Extraction

Extraction is done by keeping track of a queue of work items for each subject. The work items queue starts with the subjects and grows as rows in new tables are added by processing relations. The procedure is complete as soon as the queue is empty.

The procedure

The procedure is as follows

  1. Add all subject tables/columns/values to the work item queue
  2. Fetch an item from the queue
  3. Skip the item if the table, column, subject and values have already been processed
  4. Query for the table/column/values
  5. For each row, process the subject’s relationships
  6. For each row, null any nullable foreign keys that didn’t have their relationship processed
  7. If a row has been seen in a previous iteration, merge in any not null values for columns that may have been made null.
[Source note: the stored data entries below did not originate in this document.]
PR #687, opened 2026-08-07
fix(checkpoint): bound the server-supplied checkpoint exit delay before committing to it

pietro909:
## Summary

Stacked on #686 (`fix/batch-expiry-validation`) — fixes the follow-up that PR's own description flagged as not-yet-covered: *"the same bounding for the checkpoint unroll script... the validator is shaped for that reuse."* This is `[P720-2]` from the security review: the checkpoint sweep script is entirely server-defined, same unbounded-server-timelock class as the batch sweep expiry Critical (`[P720-1]`, fixed by #686).

- Every offchain send/claim builds a checkpoint output whose server-claim leaf comes from `ArkInfo.checkpointTapscript`, checked only for decodability — no floor on the timelock, no check on the embedded pubkey. A malicious operator can ship a 1-block checkpoint script and sweep an in-flight checkpoint before it settles into a batch, stranding the recipient's vtxo.
- `assertValidServerUnrollScript` (new, `wallet/checkpointExitDelay.ts`) decodes and validates: a wall-clock floor (24h default — matches arkd's own `defaultCheckpointExitDelay`; ~2 blocks on regtest, tuned to clear this repo's own regtest envs, which range from 5 to 20 blocks across packages), seconds-typed required off regtest (mirrors arkd), and the embedded pubkey pinned to the forfeit key (arkd always builds this script from its own `forfeitPubkey`).
- The floor/type-check core is shared with `batchExpiry.ts` via a new `timelockPolicy.ts` extraction — no change to `batchExpiry.ts`'s existing public API.
- Wired into all **six** commit-time decode sites (the finding's "setup and rotation" undersold it):
  - `wallet.ts`: `Wallet.create()`, `rotateServerSigner()`, and the arkadeCash sweep path — pinned against the wallet's own `forfeitPubkey` at rotation/sweep (a value trusted before the current response, same asymmetry the existing server-signer rotation/deprecation flow relies on); self-consistency against the same response's `forfeitPubkey` at first-contact construction (same TOFU limitation as pinning `arkServerPublicKey` itself — the timelock floor is the real defense there).
  - `boltz-swap/src/utils/vhtlc.ts`: all three VHTLC claim/refund functions — self-consistency only, since these are stateless free functions with no persistent wallet state to pin against (same trust model #686 already used for the VHTLC batch handler's `vtxoTreeExpiry` check).
  - `checkpointUnrollCandidates()` (read-only recovery-matching helper) is untouched — gating it would break recovery of legitimately pre-existing checkpoints built before this fix ships.

## Test plan

- [x] New `test/checkpoint-exit-delay-validation.test.ts` (ts-sdk): policy defaults, boundary table (1 block / just-under-floor / just-over-floor / mainnet default, on both mainnet and regtest, including this repo's actual `ARKD_CHECKPOINT_EXIT_DELAY` env values), pubkey-mismatch rejection, decode-failure rejection.
- [x] New `Wallet.create()` rejection tests in `ark-info-snapshot.test.ts` (sub-floor timelock, wrong pubkey) asserting no snapshot is cached on rejection.
- [x] New rejection tests in boltz-swap's `vhtlc-claim-checkpoint.test.ts` covering `claimVHTLCwithOffchainTx`.
- [x] Fixed ~150 existing tests broken by the new validation (a shared hardcoded `checkpointTapscript` fixture across ~13 files no longer satisfied the floor/pubkey checks) and two `serverSignerRotation.test.ts` tests whose premises collided with the new pubkey pin.
- [x] `pnpm run build && pnpm run lint` clean.
- [x] `pnpm run test:unit` — 100% pass across all three packages (2319 ts-sdk, 614 boltz-swap, plus `swap`).
- [x] Regtest/e2e not run locally (no live regtest node in this environment).

### DIFF
--- a/packages/boltz-swap/src/utils/vhtlc.ts
+++ b/packages/boltz-swap/src/utils/vhtlc.ts
@@ -3,6 +3,8 @@ import {
     ArkProvider,
     ArkTxInput,
     assertSubmittedArkTxid,
+    assertValidServerUnrollScript,
+    resolveCheckpointExitDelayPolicy,
     Batch,
     buildOffchainTx,
     getSequence,
@@ -10,13 +12,13 @@ import {
     matchServerCheckpoints,
     Intent,
     getNetwork,
+    Network,
     networks,
     NetworkName,
     Recipient,
     VHTLC,
     VtxoScript,
     VtxoTaprootTree,
-    CSVMultisigTapscript,
     combineTapscriptSigs,
     Transaction,
     scriptFromTapLeafScript,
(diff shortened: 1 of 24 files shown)


pietro909:
@arkana-ai-bot cross-repo exposure is tracked elsewhere. The last commit d974af6 addresses the Blocker and the Medium priority findings.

This ensures that if a row is seen twice and the second time is processed with more relationships, then the final row contains foreign key values for the new relationships.
  8. Repeat step 2 if the queue isn’t empty

Identical rows

Identical rows for a table are processed by using an effective primary key. This is:

  1. The table’s primary key, if available
  2. Otherwise, if available, the first discovered most restrictive unique index
  3. Otherwise, the entire row is treated as unique, but duplicate rows are allowed. Duplicates are counted and the row will be inserted the correct amount of times.

Using explain

When running from the command line, use the --explain option to get a detailed view of the extraction procedure. The output of the script will have details about each query and processed relationships.

When running with explain, a query is done for each individual row instead of batching them using SQL IN statements. This makes the procedure much slower, but this is needed to be able to identify exactly where a row is coming from. The Examples all contain the output of --explain.